As I laid with my daughter at bedtime she asked why I was so quiet. I didn’t know what to tell this sweet girl so all I said was, “A man was mad today, and took a gun and killed two very young people. They work in television and it makes me sad that they had to go to heaven. Guns are dangerous. Do you know what to do if you ever see a gun?”
“Don’t touch it, come get my parents or a policeman”, she said. “Were they your friends mama?”
“No but we are all part of God’s family, and I don’t like to see people get hurt.”
What’s most shocking about seeing this story over and over again is realizing this could happen to any of us at anytime. Life is fragile and not guaranteed. Yesterday it happened at a quiet time of the morning in the most inauspicious place. And it happened to two very young people with promising careers and lives ahead of them.
There have been many shootings lately, all gruesome and terrible with unspeakable outcomes. But for some reason seeing it unfold in the media and online has made it all too real. I’m feeling overwhelmingly grateful for my family, but desperately want to protect our children from the evil that exists. Is that even possible?
While more details come out about the shooter I refuse to mention his name, or share any footage of the incident. He wanted fame, he wanted notoriety, and unfortunately the media is giving it to him. So instead of thinking of him I’ll say a prayer for the fallen’s families, and hope they can find peace in the coming days as they try to make sense of these tragedies. And I’ll keep my own family close and cherish every second as if it’s our last.
Because life can end in a blink of an eye.
Crystal Bissonnette says
What a wonderful piece Kristen. Life is precious and we never know when it may be our last day. Yes, hold our children tight and show love everyday!
Herchel A Scruggs says
This brought tears to my eyes. It’s easy to forget that everything can change in an instant. I am praying for the victims and their families and hugging my babies extra tight today.
Janine Huldie says
You summed this up perfectly and beautifully, Kristin and honestly like I said my hurts hurts and aches today for their families and loved one today. Just so senseless and proves that life is short and precious totally.

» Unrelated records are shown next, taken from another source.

PR #10184, opened 2018-07-17
Update to node-titanium-sdk 0.5.0

sgtcoolguy:
* [TIMOB-26173] Android: Add the Android Studio default SDK/NDK install paths to the Android lookup
* [TIMOB-26126] Update emulator path

**Optional Description:**
Incorporate recent bug fixes from node-titanium-sdk

### DIFF
--- a/package-lock.json
+++ b/package-lock.json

I’m glad you didn’t mention his name, but unfortunately all of the media are. We should be honoring the victims, not talking about the murderer.

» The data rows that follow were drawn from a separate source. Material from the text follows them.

PR #10186, opened 2018-07-18
[TIMOB-19618] Android: Implement Ti.UI.WebView.mixedContentMode

garymathews:
- Allows the loading of insecure resources from a secure origin

###### TEST CASE
```JS
const win = Ti.UI.createWindow({ backgroundColor: 'gray' }),
          url: 'https://www.bennish.net/mixed-content.html',
          mixedContentMode: true
      });

win.add(webView);
win.open();
```

[JIRA Ticket](https://jira.appcelerator.org/browse/TIMOB-19618)


apidoc/Titanium/UI/WebView.yml
```diff
@@ -608,6 +608,13 @@ properties:
     since: "1.8.0"
     default: true
 
+  - name: mixedContentMode
+    summary: If `true`, allows the loading of insecure resources from a secure origin.
+    type: Boolean
+    platforms: [android]
+    since: "7.4.0"
+    default: false
+
```
jquick-axway: Since we only set this upon creation, we need...
`availability: creation`

The rest looks great. Thanks!

jquick-axway (changes requested):

apidoc/Titanium/UI/WebView.yml
jquick-axway: And perhaps in the description we should state that iOS users should use the `NSAllowsArbitraryLoads` plist setting.

jquick-axway (approved):
CR: Pass

PR #10190, opened 2018-07-19
[TIMOB-25955] Support crash analytics refactor

garymathews:
- Support recent crash analytics refactor

[JIRA Ticket](https://jira.appcelerator.org/browse/TIMOB-25955)


iphone/Classes/KrollContext.m
```diff
@@ -659,7 +659,6 @@ - (void)invoke:(KrollContext *)context
     id excm = [KrollObject toID:context value:exception];
     [[TiExceptionHandler defaultExceptionHandler] reportScriptError:[TiUtils scriptErrorValue:excm]];
     pthread_mutex_unlock(&KrollEntryLock);
-    @throw excm;
```
sgtcoolguy: why not throw the exception?

garymathews: We already handle the exception on the lines above. Throwing an exception causes the app to crash with an exception that cannot be caught since it's throwing a `KrollObject` and not a valid exception.

sgtcoolguy:
@garymathews With the merge from `next` branch, the APSAnalytics and Kroll classes have changed locations in the repo and are part of the pre-built TitaniumKit framework. I assume that's the cause of the conflicts.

So true. Yesterday was a struggle for me… having to watch it all unfold at my own newsroom.. and arguing with my bosses on why I didn’t think we should show the video.. not even one second of it. (No surprise, but I lost the battle.. we showed the live TV cast version and took a few ‘still shots’ from his POV cam) I am lucky to say that I very rarely hate my job… but I sure did yesterday.
Oh how hard Lauren! Thanks for standing up like that.
I love your answer to your daughter. I stayed away from this story yesterday, I knew it had happened, but I just chose to stay away… I couldn’t deal with it. The world makes me sad sometimes, but one look at my children reminds me that God lives and there is good out there and that I can’t hide from the bad. I have to work against it by living a life full of love and compassion for those around me. I don’t think this unfortunately will be the last time for something like this as copycat crimes happen, but I’m not going to fear. I can’t. Hugs my friend.
really awful. i used to do that every morning. i interviewed our local hotel and tourism gal ALL THE TIME for our morning show. i always felt incredibly safe because, as i saw it, all the bad guys were sleeping. but in this case… the bad guy was looking for them specifically. there’s never any hiding from that…
Thanks for sharing your story. This really hits so close to home.. you gotta protect yourself while you are working in the field!
Allie Smith says
This whole thing has made me ill and sad. I just cannot even fathom what would possess someone to do this and to video tape it? And then post it on Social Media? I don’t understand. I just don’t.
I will never mention his name and I haven’t or won’t see the video.
It’s unfathomable. Every day the news is tough but every time a story like this comes along, and chips away at a little more of our innocence and freedom (or feelings of it), I lose something.
I don’t want my kids to even know, but I know they do and will.